[Saved data entries]
PR #906, opened 2022-12-08
Simplify namespace

ckaznocha:
This change consolidates the two maps on the namespace into one while preserving the O(1) add/delete operations. I realized after introducing the linked list the second map was no longer needed.

I've also added an atomic to track the closed state and the namespace no longer allocates a new map when being closed per suggestion by @codefromthecrypt. `addModule` has been renamed to `setModule` and its signature updated to return an error because its no longer safe to add a module who's name has not already been created. The rest of the methods which did not return an error have become no-op after the namespace is closed. Happy to revise that if they should be updated to return errors.

Added test cases for closed namespaces to ensure namespace.go still has 100% coverage.

### DIFF
--- a/internal/wasm/namespace_test.go
+++ b/internal/wasm/namespace_test.go
@@ -51,7 +51,7 @@ func TestNamespace_setModule(t *testing.T) {
 	})
 
 	t.Run("error on closed", func(t *testing.T) {
-		ns.CloseWithExitCode(context.Background(), 0) //
+		require.NoError(t, ns.CloseWithExitCode(context.Background(), 0))
 		require.Error(t, ns.setModule(m1))
 	})
 }
@@ -80,7 +80,7 @@ func TestNamespace_deleteModule(t *testing.T) {
 	})
 
 	t.Run("noop on closed", func(t *testing.T) {
-		ns.CloseWithExitCode(context.Background(), 0)
+		require.NoError(t, ns.CloseWithExitCode(context.Background(), 0))
 		ns.deleteModule(m1.Name)
 
 		require.Zero(t, len(ns.nameToNode))
@@ -100,7 +100,7 @@ func TestNamespace_module(t *testing.T) {
 	})
 
 	t.Run("namespace closed", func(t *testing.T) {
-		ns.CloseWithExitCode(context.Background(), 0)
+		require.NoError(t, ns.CloseWithExitCode(context.Background(), 0))
 		require.Nil(t, ns.module(m1.Name))
 	})
 }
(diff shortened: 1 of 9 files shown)


internal/wasm/namespace_test.go
```diff
@@ -11,31 +12,47 @@ import (
...
+		ns.nameToNode[m2.Name] = &moduleListNode{name: m2.Name}
+		require.NoError(t, ns.setModule(m2))
+		require.Equal(t, map[string]*moduleListNode{m1.Name: {name: m1.Name, module: m1}, m2.Name: {name: m2.Name, module: m2}}, ns.nameToNode)
+
+		// Doesn't affect module names
+		require.Nil(t, ns.moduleList)
+	})
+
+	t.Run("error on closed", func(t *testing.T) {
+		ns.CloseWithExitCode(context.Background(), 0) //
```
codefromthecrypt, line 54:
```suggestion
		require.NoError(t, ns.CloseWithExitCode(context.Background(), 0))
```

internal/wasm/namespace_test.go
```diff
@@ -58,9 +75,16 @@ func TestNamespace_deleteModule(t *testing.T) {
...
 
-		require.Zero(t, len(ns.modules))
-		require.Zero(t, len(ns.moduleNamesSet))
-		require.Nil(t, ns.moduleNamesList)
+		require.Zero(t, len(ns.nameToNode))
+		require.Nil(t, ns.moduleList)
+	})
+
+	t.Run("noop on closed", func(t *testing.T) {
+		ns.CloseWithExitCode(context.Background(), 0)
```
codefromthecrypt, line 83:
```suggestion
		require.NoError(t, ns.CloseWithExitCode(context.Background(), 0))
```

mathetake:
fyi there's a bug in the GHA workflows, and now fixed on the main branch, so could you rebase onto main so we can run all the jobs on the CI?

codefromthecrypt (approved):
I agree with this change. The signature difference is not public API affecting, so no big deal. Thanks for testing.

internal/wasm/namespace_test.go
```diff
@@ -74,6 +98,11 @@ func TestNamespace_module(t *testing.T) {
 	t.Run("unknown", func(t *testing.T) {
 		require.Nil(t, ns.module("unknown"))
 	})
+
+	t.Run("namespace closed", func(t *testing.T) {
+		ns.CloseWithExitCode(context.Background(), 0)
```
codefromthecrypt, line 103:
```suggestion
		require.NoError(t, ns.CloseWithExitCode(context.Background(), 0))
```

internal/wasm/namespace_test.go
ckaznocha: 🤦

PR #909, opened 2022-12-09
wasi: optimize and benchmark fd_read

codefromthecrypt:
```bash
# before change
$ go test -run='^$' -bench '^Benchmark_fdRead$' -count=5 > old.txt
# after change
$ go test -run='^$' -bench '^Benchmark_fdRead$' -count=5 > new.txt
$ benchstat old.txt new.txt
name             old time/op  new time/op  delta
_fdRead/1x8-16    157ns ± 5%   133ns ± 1%  -15.34%  (p=0.008 n=5+5)
_fdRead/2x16-16   193ns ± 6%   155ns ± 1%  -19.77%  (p=0.008 n=5+5)
```

### DIFF
--- a/imports/wasi_snapshot_preview1/fs.go
+++ b/imports/wasi_snapshot_preview1/fs.go
@@ -638,12 +638,13 @@ func fdReadOrPread(ctx context.Context, mod api.Module, stack []uint64, isPread 
 	}
 
 	var nread uint32
-	iovsBuf, ok := mod.Memory().Read(ctx, iovs, iovsCount<<3)
+	iovsStop := iovsCount << 3 // iovsCount * 8
+	iovsBuf, ok := mod.Memory().Read(ctx, iovs, iovsStop)
 	if !ok {
 		return 0, ErrnoFault
 	}
 
-	for iovsPos := uint32(0); iovsPos < (iovsCount << 3); iovsPos += 8 {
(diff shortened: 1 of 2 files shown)


imports/wasi_snapshot_preview1/fs.go
```diff
@@ -638,16 +638,15 @@ func fdReadOrPread(ctx context.Context, mod api.Module, stack []uint64, isPread
...
-		iov := iovs + i*8
-		offset, ok := mem.ReadUint32Le(ctx, iov)
-		if !ok {
-			return 0, ErrnoFault
-		}
-		l, ok := mem.ReadUint32Le(ctx, iov+4)
-		if !ok {
-			return 0, ErrnoFault
-		}
+	iovsBuf, ok := mod.Memory().Read(ctx, iovs, iovsCount<<3)
```
mathetake, line 641: iovsCount<<3 can be defined as a variable so that we can reuse below?(though I hope Go compiler is wise enough to optimize that)

mathetake (approved):

imports/wasi_snapshot_preview1/fs.go
codefromthecrypt: I tried both ways and perf is roughly the same, so will change here and also fdWrite

PR #910, opened 2022-12-09
wasi: benchmarks fd_readdir for both real and fake file systems

codefromthecrypt:
It is likely we'll have to special-case real files in wasi, as wasi-libc makes behavioral choices based on presence of non-zero inode data. This adds a defensive benchmark, so that we know what our performance base case is. This adds both real and fake file systems as both patterns are in use today.

```bash
$ go test -run='^$' -bench '^Benchmark_fdReaddir$'
goos: darwin
goarch: amd64
pkg: github.com/tetratelabs/wazero/imports/wasi_snapshot_preview1
Benchmark_fdReaddir/embed.FS-16         	  457398	      2416 ns/op
Benchmark_fdReaddir/os.DirFS-16         	   45662	     26271 ns/op
PASS
ok  	github.com/tetratelabs/wazero/imports/wasi_snapshot_preview1	35.632s
```

See https://github.com/WebAssembly/wasi-sdk/releases/tag/wasi-sdk-17 and https://github.com/WebAssembly/wasi-filesystem/issues/65

cc @jerbob92

### DIFF
--- a/imports/wasi_snapshot_preview1/fs.go
+++ b/imports/wasi_snapshot_preview1/fs.go
@@ -709,6 +709,12 @@ func fdReaddirFn(ctx context.Context, mod api.Module, stack []uint64) (uint32, E
 	// it in such a way that becomes negative.
 	cookie := int64(stack[3])
 
+	// The bufLen must be enough to write a dirent. Otherwise, the caller can't
+	// read what the next cookie is.
+	if bufLen < direntSize {
+		return 0, ErrnoInval
+	}
+
 	// Validate the FD is a directory
 	rd, dir, errno := openedDir(ctx, fsc, fd)
 	if errno != ErrnoSuccess {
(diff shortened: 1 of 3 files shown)


codefromthecrypt:
I added a benchmark of a continued read. This reads the same amount of dirents, but some from memory and rest from disk.

```
Benchmark_fdReaddir
Benchmark_fdReaddir/embed.FS
Benchmark_fdReaddir/embed.FS-16                    	  505809	      2402 ns/op
Benchmark_fdReaddir/embed.FS_-_continued
Benchmark_fdReaddir/embed.FS_-_continued-16        	  586935	      2089 ns/op
Benchmark_fdReaddir/os.DirFS
Benchmark_fdReaddir/os.DirFS-16                    	   44936	     26617 ns/op
Benchmark_fdReaddir/os.DirFS_-_continued
Benchmark_fdReaddir/os.DirFS_-_continued-16        	  245131	      4880 ns/op
```

mathetake (approved):

imports/wasi_snapshot_preview1/fs.go
```diff
@@ -707,14 +710,19 @@ func fdReaddirFn(ctx context.Context, mod api.Module, stack []uint64) (uint32, E
...
+	rd, dir, errno := openedDir(ctx, fsc, fd)
 	if errno != ErrnoSuccess {
 		return 0, errno
 	}
 
 	// expect a cookie only if we are continuing a read.
-	if cookie == 0 && dir.CountRead > 0 {
-		return 0, ErrnoInval // invalid as a cookie is minimally one.
+	if cookie == 0 {
+		// TODO: When bufLen < 8 we can't ever pass a cookie > 0 later, as the
```
jerbob92, line 720: I think it makes no sense to support partial structs write. The given bufLen should always give at least room for 1 struct (without the filename), so 24 bytes. If the room left is less than 24 bytes I don't think it should write away another struct (that's also what maxDirents does).

So in my opinion, bufLen < 24 = ErrnoInval

codefromthecrypt: sounds great to me!

codefromthecrypt:
Thanks for the help again @jerbob92. I'll implement the fstat next, since we can see how much it costs now.

PR #917, opened 2022-12-13
wasi: allows stat on root file descriptor (3)

codefromthecrypt:
Before, we didn't allow a real stat on the root file descriptor. Now, those that pass fs.ReadDirFS will return the stat of the root file (which is implemented by a open against ".").

This also simplifies logic as we always have a file representing root, even if faked.

### DIFF
--- a/experimental/fs.go
+++ b/experimental/fs.go
@@ -9,13 +9,16 @@ import (
 )
 
 // WithFS overrides fs.FS in the context-based manner. Caller needs to take
-// responsibility for closing the filesystem.
+// responsibility for closing the returned api.Closer.
 //
 // Note: This has the same effect as the same function on wazero.ModuleConfig.
-func WithFS(ctx context.Context, fs fs.FS) (context.Context, api.Closer) {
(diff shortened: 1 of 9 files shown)


experimental/fs.go
```diff
@@ -9,13 +9,16 @@ import (
 )
 
 // WithFS overrides fs.FS in the context-based manner. Caller needs to take
-// responsibility for closing the filesystem.
+// responsibility for closing the returned api.Closer.
 //
 // Note: This has the same effect as the same function on wazero.ModuleConfig.
-func WithFS(ctx context.Context, fs fs.FS) (context.Context, api.Closer) {
+func WithFS(ctx context.Context, fs fs.FS) (context.Context, api.Closer, error) {
```
codefromthecrypt, line 15: note this breaks the experimental API a bit, though we may in the future see if we can do without this. e.g. if instantiation performance is good enough, it would be faster for everyone to not have to check the Go context prior to any filesystem operation cc @knqyf263

mathetake (approved):

PR #919, opened 2022-12-13
wasi: enforce fd_preXXX functions only work on pre-opened files

codefromthecrypt:
At the moment, the only pre-open support we have is the file system itself (root a.k.a. / or file-descriptor 3). We may in the future add the ability to pre-open sockets, but in any case, this is where we are today.

This change hardens logic around fd_preXXX functions, ensuring they only work on actual pre-opens. This also fixes the path returned in filestat as we sometimes returned a full path, when typically the basename is the only part that can be returned.

### DIFF
--- a/RATIONALE.md
+++ b/RATIONALE.md
@@ -596,7 +596,7 @@ returned by `fd_prestat_dir_name` for file descriptor 3 (STDERR+1).
 
 See
  * https://github.com/WebAssembly/wasi-libc/blob/a02298043ff551ce1157bc2ee7ab74c3bffe7144/libc-bottom-half/sources/preopens.c
- * https://github.com/ziglang/zig/blob/master/lib/std/fs/wasi.zig#L50-L53
+ * https://github.com/ziglang/zig/blob/9cb06f3b8bf9ea6b5e5307711bc97328762d6a1d/lib/std/fs/wasi.zig#L50-L53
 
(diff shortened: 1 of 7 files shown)


codefromthecrypt:
added some RATIONALE thanks @mathetake for zig stuff

RATIONALE.md
```diff
@@ -592,8 +594,9 @@ not used again after initialization.
 wazero currently supports only one pre-opened file, "/" and so that is the name
 returned by `fd_prestat_dir_name` for file descriptor 3 (STDERR+1).
 
-See https://github.com/WebAssembly/wasi-libc/blob/a02298043ff551ce1157bc2ee7ab74c3bffe7144/libc-bottom-half/sources/preopens.c
-See https://github.com/ziglang/zig/blob/master/lib/std/fs/wasi.zig#L50-L53
+See
+ * https://github.com/WebAssembly/wasi-libc/blob/a02298043ff551ce1157bc2ee7ab74c3bffe7144/libc-bottom-half/sources/preopens.c
+ * https://github.com/ziglang/zig/blob/master/lib/std/fs/wasi.zig#L50-L53
```
mathetake, line 599: master will change really fast, so permalink would be better

codefromthecrypt: true!

PR #920, opened 2022-12-13
std.fs.wasi.preopensAlloc is no longer needed

mathetake:


codefromthecrypt (approved):
excellent.. this was confusing and bloated the wasm

PR #926, opened 2022-12-15
Removes importedFn

mathetake:
I think this is a remnant since a while and no we don't need it 


codefromthecrypt (approved):
yeah I think you are right. it must have been back when we allowed direct calling of host functions

PR #1139, opened 2023-02-20
Reduces allocations in func validation

mathetake:
Avoids allocating `bytes.Reader` a lot, but instead use the one `bytes.Reader` at the top.

The following is the bench result for gojs binary.

```
_compile-10     1.12s ± 4%     1.10s ± 3%  -1.67%  (p=0.005 n=20+20)

_compile-10     672MB ± 0%     665MB ± 0%  -1.07%  (p=0.000 n=18+19)

_compile-10     13.5M ± 0%     13.3M ± 0%  -1.11%  (p=0.000 n=19+20)

name          old time/op    new time/op    delta
_validate-10    56.9ms ± 2%    52.6ms ± 2%   -7.60%  (p=0.000 n=19+20)

name          old alloc/op   new alloc/op   delta
_validate-10    36.1MB ± 0%    28.9MB ± 0%  -19.94%  (p=0.000 n=16+19)

name          old allocs/op  new allocs/op  delta
_validate-10      747k ± 0%      597k ± 0%  -20.03%  (p=0.000 n=20+20)

```

### DIFF
--- a/internal/wasm/func_validation.go
+++ b/internal/wasm/func_validation.go
@@ -74,6 +74,8 @@ func (m *Module) validateFunctionWithMaxStackValues(
 	// Create the valueTypeStack to track the state of Wasm value stacks at anypoint of execution.
 	valueTypeStack := &valueTypeStack{}
 
+	r := bytes.NewReader(nil)
+
 	// Now start walking through all the instructions in the body while tracking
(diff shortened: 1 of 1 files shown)


codefromthecrypt (approved):
good idea!

PR #1142, opened 2023-02-20
wazeroir: uses u64 as unique keys for labels

mathetake:
what a low-hanging fruit! 

```
_compile-10     1.04s ± 2%     0.93s ± 2%  -10.52%  (p=0.000 n=18+19)

_compile-10     646MB ± 0%     609MB ± 0%   -5.67%  (p=0.000 n=18+20)

_compile-10     10.7M ± 0%      9.4M ± 0%  -12.59%  (p=0.000 n=20+20)
```

### DIFF
--- a/internal/wazeroir/operations.go
+++ b/internal/wazeroir/operations.go
@@ -1,6 +1,8 @@
 package wazeroir
 
-import "fmt"
+import (
+	"fmt"
+)
 
 // UnsignedInt represents unsigned 32-bit or 64-bit integers.
 type UnsignedInt byte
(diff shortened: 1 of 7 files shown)


internal/wazeroir/operations.go
```diff
@@ -730,6 +732,15 @@ type Label struct {
 	Kind    LabelKind
 }
 
+// LabelID is the unique identifier for blocks in a single functions.
+type LabelID = uint64
```
codefromthecrypt, line 736: supernit is this an alias for a reason?

codefromthecrypt (approved):
thanks for turning the cranks!

internal/wazeroir/operations.go
mathetake: no reason :D

mathetake: https://github.com/tetratelabs/wazero/pull/1142/commits/6c345a6ff9f62cc94d486335ccbbdef281fce5d2

PR #1144, opened 2023-02-20
wazeroir: avoids allocation in applyToStack

mathetake:
```
_compile-10     917ms ± 1%     902ms ± 2%   -1.71%  (p=0.000 n=17+18)

_compile-10     609MB ± 0%     607MB ± 0%   -0.43%  (p=0.000 n=20+20)

_compile-10     9.39M ± 0%     7.68M ± 0%  -18.28%  (p=0.000 n=20+20)

```


codefromthecrypt (approved):
a lot of return for a small change!

PR #1146, opened 2023-02-21
wazeroir: reduces allocations with controlFrames

mathetake:
```
_compile-10     886ms ± 0%     876ms ± 1%  -1.11%  (p=0.000 n=20+19)

_compile-10     597MB ± 0%     589MB ± 0%  -1.25%  (p=0.000 n=20+20)

_compile-10     7.40M ± 0%     7.22M ± 0%  -2.46%  (p=0.000 n=20+20)

```

### DIFF
--- a/internal/wazeroir/compiler.go
+++ b/internal/wazeroir/compiler.go
@@ -33,7 +33,7 @@ type (
 		blockType                    *wasm.FunctionType
 		kind                         controlFrameKind
 	}
-	controlFrames struct{ frames []*controlFrame }
+	controlFrames struct{ frames []controlFrame }
 )
 
 func (c *controlFrame) ensureContinuation() {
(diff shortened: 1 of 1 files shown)


internal/wazeroir/compiler.go
```diff
@@ -300,17 +301,11 @@ func CompileFunctions(enabledFeatures api.CoreFeatures, callFrameStackSizeInUint
 				GoFunc:         code.GoFunc,
 				Signature:      sig,
 			})
-
-			if len(sig.Params) > 0 && sig.ParamNumInUint64 == 0 {
-				panic("a")
-			} else if len(sig.Results) > 0 && sig.ResultNumInUint64 == 0 {
-				panic("if len(sig.Results) > 0 && sig.ResultNumInUint64 == 0")
-			}
```
mathetake, line 308: what a garbage 🤕

codefromthecrypt (approved):
thanks for all the polishing work. it will result in a much better 1.0!

gedw99:
Great work @mathetake

PR #1148, opened 2023-02-21
ci: stops building Rust binaries in wasi-testsuite

mathetake:


codefromthecrypt (approved):
thanks for following up

PR #1149, opened 2023-02-21
adds platform.Readdirnames and uses in gojs

codefromthecrypt:
This adds `platform.Readdirnames` which is preparation work before doing something similar for reading the directory. We use this in gojs as it doesn't actually need dirents, rather just names.

### DIFF
--- a/internal/platform/dir.go
+++ b/internal/platform/dir.go
@@ -1,0 +1,38 @@
+package platform
+
+import (
+	"io/fs"
+	"syscall"
+)
+
+// readdirnamesFile is implemented by os.File in dir.go
+// Note: we use this until we finalize our own FD-scoped file.
+type readdirnamesFile interface {
+	Readdirnames(n int) (names []string, err error)
+}
+
+// Readdirnames is like the function on os.File, but for fs.File. This returns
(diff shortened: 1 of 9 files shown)


internal/platform/dir.go
```diff
@@ -0,0 +1,38 @@
...
+}
+
+// Readdirnames is like the function on os.File, but for fs.File. This returns
+// syscall.ENOTDIR if not a directory or syscall.EBADF if closed.
+func Readdirnames(f fs.File, n int) (names []string, err error) {
+	switch f := f.(type) {
+	case readdirnamesFile:
+		names, err = f.Readdirnames(n)
+	case fs.ReadDirFile:
+		entries, err := f.ReadDir(n)
```
mathetake, line 21: I think err is shadowed in this block, so non-nil error here won't be captured?

mathetake (approved):

internal/platform/dir.go
codefromthecrypt: great eye

codefromthecrypt: great eye. fixed and added a test.

PR #1151, opened 2023-02-22
site: adds community page, seeded with a couple projects

### LINKED ISSUE #577: New webpage: How to add cross-platform plugin support to a Go program using WebAssembly.
Many are interested in wazero as a way to add cross-platform plugin support to their applications. This topic covers too much ground for a one-liner or even a paragraph. We should have a web page on https://wazero.io for this.

This should overview the general opportunities and constraints. For example, what's portable by default (eg can also run in something besides wazero ex WASI), and what you can define and choose to do. How wazero helps in general by being testable in go, etc.

It would mention that the program being extended can communicate with plugins in wasm via sandboxed memory, host callbacks, as well channels allowed in WASI (ex files).

It can overview the common stages done in plugin systems, such as an "init" which can setup reference data in memory for the plugin to use, as well some common vocabulary used in wasm plugin architectures (such as ABI, host, guest).

It would also have some section describing the impact of constrained languages, such as no_std in Rust and TinyGo, and some libraries like [gjson](https://github.com/tidwall/gjson) and [karmem](https://github.com/inkeliz/karmem), pointing to our allocation examples for common issues.

Finally, this would point to a new "baby plugin" example, which must be carefully done to be small, but outline the common things above.

Note: we'd have to be careful this doesn't turn into a book (at least immediately) as completing this is more important than covering all topics. We can link to some existing plugin systems at the end for reference.

We can defer entirely to documentation on other sites, like https://github.com/wapc/wapc-go or an example like https://github.com/tetratelabs/proxy-wasm-go-sdk. However, the basic ideas should be introduced first as plugins particularly in wasm have some nuance to them, which could be explained.

We could also make a presentation, and probably will, but a website page would be helpful anyway, and also could be translated as necessary.

**Additional context**
[suggestion of mosn integration by @tanjianfeng](https://github.com/google/gvisor/issues/5811#issuecomment-1129550352)
[request in hackernews](https://news.ycombinator.com/item?id=31418851)

codefromthecrypt:
This adds infrastructure for community members to add their own projects or products.

I added a couple I help maintain (http-wasm and go-plugin) as well waggy from @syke99 to start with. Once this is merged, others can add their own a lot easier!

fixes #577


codefromthecrypt:
here's the preview link https://deploy-preview-1151--wazero.netlify.app/community/users/

mathetake:
Waggy is nothing to do with wazero, no?

codefromthecrypt:
> Waggy is nothing to do with wazero, no?

indeed! sorry I had assumed it did, and didn't check. I think that one is a better fit for the WAGI community page. thanks for the fresh eyes!

codefromthecrypt:
looks like there is a real WAGI one in progress though, but I'll leave it to @evacchi to decide to add or not ;)

evacchi (approved):

codefromthecrypt:
@ncruces since I usually talk about your [dcraw](https://github.com/ncruces/dcraw) and [gosqlite-3](https://github.com/ncruces/go-sqlite3), I expect you wouldn't be opposed to these being on the wazero community page. wdyt?

ncruces:
Not at all! 😀

PR #1154, opened 2023-02-23
wasi: adds platform.Dirent in preparation of inode fetching

codefromthecrypt:
wasi_snapshot_preview1 recently requires fd_readdir to return actual inode values. On zero, wasi-libc will call fdstat to retrieve them.

This introduces our own `platform.Dirent` type and `Readdir` function which a later change will allow fetching of inodes.

See https://github.com/WebAssembly/wasi-libc/pull/345

### DIFF
--- a/imports/wasi_snapshot_preview1/fs.go
+++ b/imports/wasi_snapshot_preview1/fs.go
@@ -813,7 +813,7 @@ func fdReaddirFn(_ context.Context, mod api.Module, params []uint64) Errno {
 		if err != nil {
 			return ToErrno(err)
 		}
-		rd, dir = f.File.(fs.ReadDirFile), f.ReadDir
+		rd, dir = f.File, f.ReadDir
 	}
 
 	// First, determine the maximum directory entries that can be encoded as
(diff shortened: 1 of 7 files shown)


imports/wasi_snapshot_preview1/fs.go
```diff
@@ -831,26 +831,26 @@ func fdReaddirFn(_ context.Context, mod api.Module, params []uint64) Errno {
 
 	// The host keeps state for any unread entries from the prior call because
 	// we cannot seek to a previous directory position. Collect these entries.
-	entries, errno := lastDirEntries(dir, cookie)
+	dirents, errno := lastDirents(dir, cookie)
```
evacchi, line 834: real nit, but I guess `Dirent` instead of `DirEnt` and `Readdir` instead of `ReadDir` is for consistency with WASI (libc) defs, right?

internal/platform/dir.go
```diff
@@ -21,11 +22,60 @@ func Readdirnames(f fs.File, n int) (names []string, err error) {
...
+
+// IsDir returns true if the Type is fs.ModeDir.
+func (d *Dirent) IsDir() bool {
+	return d.Type == fs.ModeDir
+}
+
+// Readdir is like the function on os.File, but for fs.File. This returns
+// syscall.ENOTDIR if not a directory or syscall.EIO if closed or read
+// redundantly.
+func Readdir(f fs.File, n int) (dirents []*Dirent, err error) {
```
evacchi, line 64: I would add a note on the semantics of `n`

evacchi (approved):
overall ok, just minor nits about casing and one tiny note about docs

imports/wasi_snapshot_preview1/fs.go
codefromthecrypt: indeed posix mostly, but also there's an odd difference in go between ReadDir and Readdir, and this is closer.

codefromthecrypt: added a comment

codefromthecrypt:
thanks for the look @evacchi even though this is internal, we should look more carefully as we near to 1.0!

PR #1155, opened 2023-02-23
sys.FileTable => descriptor.Table

achille-roussel:
@codefromthecrypt following up from our conversation on Slack, this PR modifies the implementation of `sys.FileTable` to be based off of a generic `descriptor.Table` data structure.

I moved the data structure to a new `internal/descriptor` package so other instances do not have to take a dependency on `internal/sys` (it might limit coupling between packages), I also think that `descriptor.Table` communicates well what the type represents.

I changed `sys.FileTable` to be a type alias on `descriptor.Table` to keep the changes to a minimum (no need to change places that used `sys.FileTable).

EXERCISE GOAL => Transcribe, word for word, the data above from its first line through the line with "This change consolidates", and include nothing else.

ANSWER AREA =>
PR #906, opened 2022-12-08
Simplify namespace

ckaznocha:
This change consolidates the two maps on the namespace into one while preserving the O(1) add/delete operations. I realized after introducing the linked list the second map was no longer needed.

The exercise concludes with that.